> _TASK GOAL_: Each entry has to be copied exactly, with nothing missed.

[ENTRIES SUPPLIED]

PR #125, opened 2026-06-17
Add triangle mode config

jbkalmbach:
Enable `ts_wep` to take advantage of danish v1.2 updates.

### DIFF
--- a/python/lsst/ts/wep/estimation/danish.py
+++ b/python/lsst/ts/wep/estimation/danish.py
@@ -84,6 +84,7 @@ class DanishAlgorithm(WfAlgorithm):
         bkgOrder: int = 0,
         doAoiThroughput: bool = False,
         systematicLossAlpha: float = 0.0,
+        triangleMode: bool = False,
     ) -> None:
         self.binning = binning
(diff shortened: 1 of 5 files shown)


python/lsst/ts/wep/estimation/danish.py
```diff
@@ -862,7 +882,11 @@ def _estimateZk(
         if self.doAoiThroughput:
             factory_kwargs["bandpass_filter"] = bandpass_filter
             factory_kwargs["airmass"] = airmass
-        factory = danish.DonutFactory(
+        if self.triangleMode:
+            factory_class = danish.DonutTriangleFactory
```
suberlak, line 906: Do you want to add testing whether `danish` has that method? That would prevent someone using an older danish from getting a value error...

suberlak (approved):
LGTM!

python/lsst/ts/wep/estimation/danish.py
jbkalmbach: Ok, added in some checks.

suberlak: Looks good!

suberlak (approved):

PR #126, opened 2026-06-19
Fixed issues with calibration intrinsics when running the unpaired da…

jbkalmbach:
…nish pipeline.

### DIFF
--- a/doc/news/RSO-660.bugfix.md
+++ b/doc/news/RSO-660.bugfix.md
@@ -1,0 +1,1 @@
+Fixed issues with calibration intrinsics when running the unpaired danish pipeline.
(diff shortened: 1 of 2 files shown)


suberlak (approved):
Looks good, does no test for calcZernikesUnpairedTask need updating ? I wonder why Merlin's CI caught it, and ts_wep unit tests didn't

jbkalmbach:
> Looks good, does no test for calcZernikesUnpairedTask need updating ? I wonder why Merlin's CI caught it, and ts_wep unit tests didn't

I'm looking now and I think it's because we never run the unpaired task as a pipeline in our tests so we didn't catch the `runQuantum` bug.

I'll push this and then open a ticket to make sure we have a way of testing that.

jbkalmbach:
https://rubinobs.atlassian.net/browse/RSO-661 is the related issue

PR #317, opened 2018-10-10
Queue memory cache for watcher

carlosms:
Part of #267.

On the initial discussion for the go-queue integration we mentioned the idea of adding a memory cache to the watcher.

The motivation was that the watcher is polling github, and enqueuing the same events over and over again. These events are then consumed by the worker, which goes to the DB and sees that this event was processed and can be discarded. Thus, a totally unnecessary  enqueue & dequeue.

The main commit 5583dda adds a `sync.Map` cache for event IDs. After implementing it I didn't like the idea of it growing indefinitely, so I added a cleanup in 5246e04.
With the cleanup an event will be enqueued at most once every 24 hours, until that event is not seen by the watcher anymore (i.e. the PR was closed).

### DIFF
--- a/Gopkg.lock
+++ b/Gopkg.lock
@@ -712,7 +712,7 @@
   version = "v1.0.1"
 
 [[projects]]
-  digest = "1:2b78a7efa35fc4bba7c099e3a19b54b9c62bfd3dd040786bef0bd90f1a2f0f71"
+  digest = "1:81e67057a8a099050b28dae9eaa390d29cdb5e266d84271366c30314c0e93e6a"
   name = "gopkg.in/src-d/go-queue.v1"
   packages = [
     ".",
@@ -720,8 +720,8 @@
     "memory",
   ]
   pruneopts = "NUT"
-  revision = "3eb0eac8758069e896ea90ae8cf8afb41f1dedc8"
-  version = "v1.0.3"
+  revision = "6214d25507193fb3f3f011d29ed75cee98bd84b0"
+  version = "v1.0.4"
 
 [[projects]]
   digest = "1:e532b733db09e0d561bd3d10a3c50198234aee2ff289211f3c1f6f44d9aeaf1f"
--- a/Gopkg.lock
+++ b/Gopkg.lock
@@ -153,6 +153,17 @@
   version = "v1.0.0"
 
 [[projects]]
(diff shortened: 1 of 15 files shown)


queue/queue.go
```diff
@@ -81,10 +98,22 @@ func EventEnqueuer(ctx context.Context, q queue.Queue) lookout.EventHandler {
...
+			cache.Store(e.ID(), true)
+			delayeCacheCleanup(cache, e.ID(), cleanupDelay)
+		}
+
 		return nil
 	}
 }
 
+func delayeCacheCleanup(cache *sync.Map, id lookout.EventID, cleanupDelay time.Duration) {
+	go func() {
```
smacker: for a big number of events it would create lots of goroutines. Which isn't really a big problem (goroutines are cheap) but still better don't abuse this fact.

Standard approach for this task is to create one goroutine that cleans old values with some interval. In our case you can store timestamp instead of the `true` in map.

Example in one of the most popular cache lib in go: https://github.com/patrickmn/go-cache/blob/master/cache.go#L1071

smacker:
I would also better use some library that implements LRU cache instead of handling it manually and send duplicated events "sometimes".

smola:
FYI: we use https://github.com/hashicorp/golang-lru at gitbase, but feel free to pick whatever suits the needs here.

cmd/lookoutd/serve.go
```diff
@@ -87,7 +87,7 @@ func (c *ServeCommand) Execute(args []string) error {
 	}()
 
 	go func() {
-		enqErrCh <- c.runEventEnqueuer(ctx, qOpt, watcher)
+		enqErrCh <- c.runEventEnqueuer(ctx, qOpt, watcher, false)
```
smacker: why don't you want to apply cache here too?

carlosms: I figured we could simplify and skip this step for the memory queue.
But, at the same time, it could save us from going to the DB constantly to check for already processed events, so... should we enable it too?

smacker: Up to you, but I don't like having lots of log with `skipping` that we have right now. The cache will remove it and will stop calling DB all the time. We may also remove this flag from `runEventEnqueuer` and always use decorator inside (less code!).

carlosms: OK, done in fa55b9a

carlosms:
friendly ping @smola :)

[/ENTRIES SUPPLIED]

> _ANSWER TO THIS TASK_:
PR #125, opened 2026-06-17
Add triangle mode config

jbkalmbach:
Enable `ts_wep` to take advantage of danish v1.2 updates.

### DIFF
--- a/python/lsst/ts/wep/estimation/danish.py
+++ b/python/lsst/ts/wep/estimation/danish.py
@@ -84,6 +84,7 @@ class DanishAlgorithm(WfAlgorithm):
         bkgOrder: int = 0,
         doAoiThroughput: bool = False,
         systematicLossAlpha: float = 0.0,
+        triangleMode: bool = False,
     ) -> None:
         self.binning = binning
(diff shortened: 1 of 5 files shown)


python/lsst/ts/wep/estimation/danish.py
```diff
@@ -862,7 +882,11 @@ def _estimateZk(
         if self.doAoiThroughput:
             factory_kwargs["bandpass_filter"] = bandpass_filter
             factory_kwargs["airmass"] = airmass
-        factory = danish.DonutFactory(
+        if self.triangleMode:
+            factory_class = danish.DonutTriangleFactory
```
suberlak, line 906: Do you want to add testing whether `danish` has that method? That would prevent someone using an older danish from getting a value error...

suberlak (approved):
LGTM!

python/lsst/ts/wep/estimation/danish.py
jbkalmbach: Ok, added in some checks.

suberlak: Looks good!

suberlak (approved):

PR #126, opened 2026-06-19
Fixed issues with calibration intrinsics when running the unpaired da…

jbkalmbach:
…nish pipeline.

### DIFF
--- a/doc/news/RSO-660.bugfix.md
+++ b/doc/news/RSO-660.bugfix.md
@@ -1,0 +1,1 @@
+Fixed issues with calibration intrinsics when running the unpaired danish pipeline.
(diff shortened: 1 of 2 files shown)


suberlak (approved):
Looks good, does no test for calcZernikesUnpairedTask need updating ? I wonder why Merlin's CI caught it, and ts_wep unit tests didn't

jbkalmbach:
> Looks good, does no test for calcZernikesUnpairedTask need updating ? I wonder why Merlin's CI caught it, and ts_wep unit tests didn't

I'm looking now and I think it's because we never run the unpaired task as a pipeline in our tests so we didn't catch the `runQuantum` bug.

I'll push this and then open a ticket to make sure we have a way of testing that.

jbkalmbach:
https://rubinobs.atlassian.net/browse/RSO-661 is the related issue

PR #317, opened 2018-10-10
Queue memory cache for watcher

carlosms:
Part of #267.

On the initial discussion for the go-queue integration we mentioned the idea of adding a memory cache to the watcher.

The motivation was that the watcher is polling github, and enqueuing the same events over and over again. These events are then consumed by the worker, which goes to the DB and sees that this event was processed and can be discarded. Thus, a totally unnecessary  enqueue & dequeue.

The main commit 5583dda adds a `sync.Map` cache for event IDs. After implementing it I didn't like the idea of it growing indefinitely, so I added a cleanup in 5246e04.
With the cleanup an event will be enqueued at most once every 24 hours, until that event is not seen by the watcher anymore (i.e. the PR was closed).

### DIFF
--- a/Gopkg.lock
+++ b/Gopkg.lock
@@ -712,7 +712,7 @@
   version = "v1.0.1"
 
 [[projects]]
-  digest = "1:2b78a7efa35fc4bba7c099e3a19b54b9c62bfd3dd040786bef0bd90f1a2f0f71"
+  digest = "1:81e67057a8a099050b28dae9eaa390d29cdb5e266d84271366c30314c0e93e6a"
   name = "gopkg.in/src-d/go-queue.v1"
   packages = [
     ".",
@@ -720,8 +720,8 @@
     "memory",
   ]
   pruneopts = "NUT"
-  revision = "3eb0eac8758069e896ea90ae8cf8afb41f1dedc8"
-  version = "v1.0.3"
+  revision = "6214d25507193fb3f3f011d29ed75cee98bd84b0"
+  version = "v1.0.4"
 
 [[projects]]
   digest = "1:e532b733db09e0d561bd3d10a3c50198234aee2ff289211f3c1f6f44d9aeaf1f"
--- a/Gopkg.lock
+++ b/Gopkg.lock
@@ -153,6 +153,17 @@
   version = "v1.0.0"
 
 [[projects]]
(diff shortened: 1 of 15 files shown)


queue/queue.go
```diff
@@ -81,10 +98,22 @@ func EventEnqueuer(ctx context.Context, q queue.Queue) lookout.EventHandler {
...
+			cache.Store(e.ID(), true)
+			delayeCacheCleanup(cache, e.ID(), cleanupDelay)
+		}
+
 		return nil
 	}
 }
 
+func delayeCacheCleanup(cache *sync.Map, id lookout.EventID, cleanupDelay time.Duration) {
+	go func() {
```
smacker: for a big number of events it would create lots of goroutines. Which isn't really a big problem (goroutines are cheap) but still better don't abuse this fact.

Standard approach for this task is to create one goroutine that cleans old values with some interval. In our case you can store timestamp instead of the `true` in map.

Example in one of the most popular cache lib in go: https://github.com/patrickmn/go-cache/blob/master/cache.go#L1071

smacker:
I would also better use some library that implements LRU cache instead of handling it manually and send duplicated events "sometimes".

smola:
FYI: we use https://github.com/hashicorp/golang-lru at gitbase, but feel free to pick whatever suits the needs here.

cmd/lookoutd/serve.go
```diff
@@ -87,7 +87,7 @@ func (c *ServeCommand) Execute(args []string) error {
 	}()
 
 	go func() {
-		enqErrCh <- c.runEventEnqueuer(ctx, qOpt, watcher)
+		enqErrCh <- c.runEventEnqueuer(ctx, qOpt, watcher, false)
```
smacker: why don't you want to apply cache here too?

carlosms: I figured we could simplify and skip this step for the memory queue.
But, at the same time, it could save us from going to the DB constantly to check for already processed events, so... should we enable it too?

smacker: Up to you, but I don't like having lots of log with `skipping` that we have right now. The cache will remove it and will stop calling DB all the time. We may also remove this flag from `runEventEnqueuer` and always use decorator inside (less code!).

carlosms: OK, done in fa55b9a

carlosms:
friendly ping @smola :)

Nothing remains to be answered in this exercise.